Гробница. Погребальная пещера была вскрыта дождем, который шел
прошлой ночью. Ее руки вспотели от возбуждения, когда она, оттолкнув лодку
от берега, гребла по узкому каналу.
Другой холм был почти идеально коническим со следами шрамов на
вершине - все подозрительные холмы, могущие содержать в себе сокровища,
носили такие раны, нанесенные жителями Бэрроу, проверявшими, что здесь
находятся за могилы. Конечно, эти исследователи ничего не находили и
оставляли могилы зиять своей пустотой под открытым небом.
Но воды, подмывающие основание холмов, сделали то, что людям не
удалось, и возможно открыли то, что люди не нашли: сокровища, золото,
предметы роскоши - здесь, на краю мира. Днище плоскодонки задело
прибрежные камни, и Джиран спрыгнула в воду, бредя по колено до тех пор,
пока не ступила на берег. Она втащила лодочку на твердую землю, в тень
деревьев. Затем задрожала от волнения, обнаружив, что камень, торчавший
над погребальной пещерой, был словно обрублен на конце, доказывая, что не
являлся работой естественных сил. Дождь просто омыл его, подставляя первым
лучам солнца, поэтому естественно, что она не могла увидеть это несколько
дней назад. Она двинулась к зияющему отверстию и вошла внутрь.

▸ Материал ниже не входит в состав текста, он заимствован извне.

PR #2244, opened 2024-09-01
btcutil: Add library functions for BIP-0352 silent payment _send_ support

guggero:
Adds library/API functionality for Silent Payment **send** support.

Implements the following BIPs (or pull requests to BIPs):
 - [BIP-0352 - Silent Payments](https://github.com/bitcoin/bips/blob/master/bip-0352.mediawiki) (added in https://github.com/bitcoin/bips/pull/1458)
 - [BIP-0374 - Discrete Log Equality Proofs](https://github.com/bitcoin/bips/blob/master/bip-0374.mediawiki) (added in https://github.com/bitcoin/bips/pull/1689)
 - [BIP-0375 - Sending Silent Payments with PSBTs](https://github.com/bitcoin/bips/blob/master/bip-0375.mediawiki) (added in https://github.com/bitcoin/bips/pull/1687)

Goal is to address **send** support first as that's rather straightforward. Receive support is much more involved as it requires scanning the chain in a specific manner.


benma:
This is great work and very welcome. However, BIP-375 specifies exclusion for PSBTv0, so this will not be compatible with other PSBT libraries/wallets. Imho it would be best to focus on adding support for PSBTv2 first (https://github.com/btcsuite/btcd/issues/2328).

myxmaster:
Hey, just wanted to drop a quick note as an LND user who's been following this PR and the overall silent payments effort.

I understand that PSBTv2 support (https://github.com/btcsuite/btcd/issues/2328) would be needed for full BIP375 compliance and interoperability with external signers/hardware wallets. But even without that, having SP send support land in btcutil would already be a huge step forward, since it would unblock LND PR https://github.com/lightningnetwork/lnd/pull/9398 and allow LND users to send to silent payment addresses using LND's internal wallet and signer.

Would love to see this land. Thanks for all the great work on this @guggero!

TechLateef:
Hey @guggero  and @benma , just a heads up that I'm starting work on the PSBTv2 support requested in #2328. Hopefully, that will help unblock full BIP375 compliance for this PR soon!

silentpayments/dleq.go
```diff
@@ -0,0 +1,206 @@
...
+	// Generate a random 32-byte value.
+	var r [32]byte
+	if _, err := crand.Read(r[:]); err != nil {
+		return nil, [64]byte{}, err
+	}
+
+	B := ScalarMult(privateKey.Key, scanKey)
+	G := Generator()
+
+	proof, err := DLEQProof(privateKey, B, G, r, nil)
```
yyforyongyu: `CreateShare` passes the computed ECDH share (`a·scanKey`) as the `B` argument to `DLEQProof`. `DLEQProof` then computes `C = a·B`, so this proof is for `a²·scanKey`, not for the returned share. A verifier using `(A=privateKey.PubKey(), B=scanKey, C=share)` will reject it. This should pass `scanKey` to `DLEQProof` and return the separately computed share.

silentpayments/dleq.go
```diff
@@ -0,0 +1,206 @@
...
+
+	// Let t be the byte-wise xor of bytes(32, a) and hash_BIP0374/aux(r).
+	aBytes := a.Key.Bytes()
+	t := chainhash.TaggedHash(TagBIP0374Aux, r[:])
+	for i := 0; i < len(t); i++ {
+		t[i] ^= aBytes[i]
+	}
+
+	// Let rand = hash_BIP0374/nonce(t || cbytes(A) || cbytes(C)).
+	rand := chainhash.TaggedHash(
```
yyforyongyu, line 63: Current BIP374 includes the optional message in the nonce derivation: `hash_BIP0374/nonce(t || cbytes(A) || cbytes(C) || m')`. This implementation omits `m`, which can leak `a` if the same aux randomness is reused with different messages.

silentpayments/input.go
```diff
@@ -0,0 +1,195 @@
...
+	}
+
+	switch script.Class() {
+	case txscript.PubKeyHashTy, txscript.WitnessV0PubKeyHashTy,
+		txscript.WitnessV1TaprootTy:
+
+		// These types are supported in any case.
+		return true, script, nil
+
+	case txscript.ScriptHashTy:
```
yyforyongyu, line 181: This accepts every P2SH output as silent-payment compatible. BIP352 only includes P2SH-P2WPKH in shared-secret derivation; arbitrary P2SH/multisig inputs should be excluded or otherwise identified precisely, otherwise sender and receiver can derive different secrets.

silentpayments/address.go
```diff
@@ -0,0 +1,337 @@
...
+	hrp, data, bechVersion, err := bech32.DecodeNoLimitWithVersion(addr)
+	if err != nil {
+		return nil, err
+	}
+
+	if bechVersion != bech32.VersionM {
+		return nil, errors.New("invalid bech32 version")
+	}
+
+	regrouped, err := bech32.ConvertBits(data[1:], 5, 8, false)
```
yyforyongyu, line 259: `DecodeAddress` slices `data[1:]` and later reads `data[0]` before checking that `data` is non-empty. A checksum-valid Bech32m string with an empty data part can panic here instead of returning an error.

psbt/partial_output.go
```diff
@@ -144,6 +147,31 @@ func (po *POutput) deserialize(r io.Reader) error {
 				po.TaprootBip32Derivation, taprootDerivation,
 			)
 
+		case SilentPaymentV0InfoOutputType:
```
yyforyongyu, line 150: BIP375 defines `PSBT_OUT_SP_V0_INFO` with no key data, but this case does not reject non-empty `keyData`. Malformed PSBTs with extra key data are accepted and normalized instead of returning `ErrInvalidKeyData`.

psbt/partial_output.go
```diff
@@ -144,6 +147,31 @@ func (po *POutput) deserialize(r io.Reader) error {
...
+			}
+
+			info, err := ReadSilentPaymentInfo(value)
+			if err != nil {
+				return err
+			}
+
+			po.SilentPaymentInfo = info
+
+		case SilentPaymentV0LabelOutputType:
```
yyforyongyu, line 166: Same issue for `PSBT_OUT_SP_V0_LABEL`: the field has no key data per BIP375, so this should reject non-empty `keyData` before parsing the value.

silentpayments/dleq.go
```diff
@@ -0,0 +1,206 @@
...
+	// Return the proof.
+	return proof, nil
+}
+
+// DLEQVerify verifies a DLEQ proof according to BIP-0374 for the given public
+// keys A, B, C, G, proof, and optional message m.
+func DLEQVerify(A, B, C, G *btcec.PublicKey, proof [64]byte, m *[32]byte) bool {
+	// Fail if any of is_infinite(A), is_infinite(B), is_infinite(C),
+	// is_infinite(G).
+	if !A.IsOnCurve() || !B.IsOnCurve() || !C.IsOnCurve() {
```
yyforyongyu: The comment quotes BIP374's requirement to fail if any of `A`, `B`, `C`, or `G` is infinite/off-curve, but the code only checks `A`, `B`, and `C`. Since `G` is caller-supplied, it should be validated too.

silentpayments/address.go
```diff
@@ -0,0 +1,337 @@
...
+	for _, recipient := range recipients {
+		var key [33]byte
+		copy(key[:], recipient.ScanKey.SerializeCompressed())
+
+		groups[key] = append(groups[key], recipient)
+	}
+
+	idx := 0
+	grouped := make([][]Address, len(groups))
+	for _, group := range groups {
```
yyforyongyu: `GroupByScanKey` builds the returned slice by ranging over a map, so group order is randomized. Since `AddressOutputKeys` documents that recipients are ordered by output index and returns a flat result slice, this can make the returned output order nondeterministic for multiple scan-key groups.

yyforyongyu (commented):
Fired some agents to review it while catching up with the bip🤓

ping-localhost:
I currently use `btcutil.DecodeAddress` to validate if a provided Bitcoin address is valid. Seeing how it hasn't been changed, I'll have to make a fallback for Silent Payments once this is merged?

Is it maybe a good idea to add a more generic `ValidateAddress`-function that can deal with all types? Just brain dumping, so feel free to ignore me.

guggero:
> I currently use `btcutil.DecodeAddress` to validate if a provided Bitcoin address is valid. Seeing how it hasn't been changed, I'll have to make a fallback for Silent Payments once this is merged?
> 
> Is it maybe a good idea to add a more generic `ValidateAddress`-function that can deal with all types? Just brain dumping, so feel free to ignore me.

Hmm, that's a valid point. But I'm not sure what would be best here. Adding anything to the existing `DecodeAddress` in the now-extracted `address/v2` package can't be done, as that would introduce a circular package dependency.
And adding a new `DecodeAnyAddress` would need to return an `address.Address` interface. But that interface requires the `ScriptAddress() []byte` method to be defined that can be used to produce the `pkScript` of a receiver output.
But that's exactly the complication with Silent Payment addresses: They are dependent on the inputs being spent.
So for safety reasons, the `ScriptAddress` method would need to panic for Silent Payment addresses and any caller would need to know how to deal with them.

So perhaps a simple `silentpayments.IsValidAddress()` would be enough to make the detection easier?

silentpayments/dleq.go
guggero: Great catch! Fixed and added unit test.

silentpayments/dleq.go
guggero: Yes, this was updated later on in the BIP. Fixed and did a full review on the latest version of the BIP.

silentpayments/input.go
guggero: Correct. Passing in the public key now so we can at least assert the address wasn't _made_ from an incorrect (e.g. uncompressed key).

silentpayments/address.go
guggero: Yes, good catch. Added a fuzz test as well and ran it for a few hours on a beefy machine.

psbt/partial_output.go
guggero: Yes, fixed.

silentpayments/dleq.go
guggero: Makes sense, fixed.

silentpayments/address.go
guggero: Very good point, addressed and unit tested.

guggero:
Thanks a lot for the review, @yyforyongyu! I addressed all your points and did a full (agentic) review against the three updated BIPs and made sure all updated test vectors also pass. Should be quite solid now.

ping-localhost:
> So perhaps a simple silentpayments.IsValidAddress() would be enough to make the detection easier?

Yeah, that would help already! Anything to make the process easier is very much appreciated.

guggero:
> > So perhaps a simple silentpayments.IsValidAddress() would be enough to make the detection easier?
> 
> Yeah, that would help already! Anything to make the process easier is very much appreciated.

Okay, I've added `IsValidAddress(string) bool`.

Здесь был могильный холод и мрак. Это была одна из самых богатых
погребальниц. Джиран с трудом сглотнула, чувствуя комок в горле, вытерла
руки о юбку и сжала плечи, протискиваясь в узкий проход. На секунду она
растерялась, вспоминая, насколько опасным может быть такое путешествие в
одиночку, и подумала, не стоит ли вернуться назад и посоветоваться с
кузинами. Но вороватые кузины наверняка откажутся. Она вспомнила облака,
надвигающиеся с востока, означавшие, скорее всего, дождь.
По мере того как ее глаза привыкали к темноте, она начала различать
свет, пробивающийся из какой-то расщелины наверху. Должно быть, верх
могилы тоже освещен, поскольку купол разбит. Она не могла увидеть, что
находится внутри тоннеля, но знала наверняка, что там целая,
неразграбленная могила. Ни один из воров прошлого не отважился бы войти в
сводчатую могилу сверху, если только не задавался целью сломать себе шею.
Все попытки древних кладоискателей наталкивались на расщелину в холме, в
которую можно было только провалиться и завалить самого себя камнями. Так
что этот шанс был для нее как награда, о которой поколения жителей Бэрроу
могли только мечтать. Возможность стать предметом сплетен и легенд на
столь долгое время, пока существует этот мир.
Она сжала амулеты, висящие на шее на кожаном шнурке и защищающие от
призраков. С ними ей было не страшно в темноте и неизвестности подобных
мест - она привыкла бродить по могилам и погребальницам с самого детства.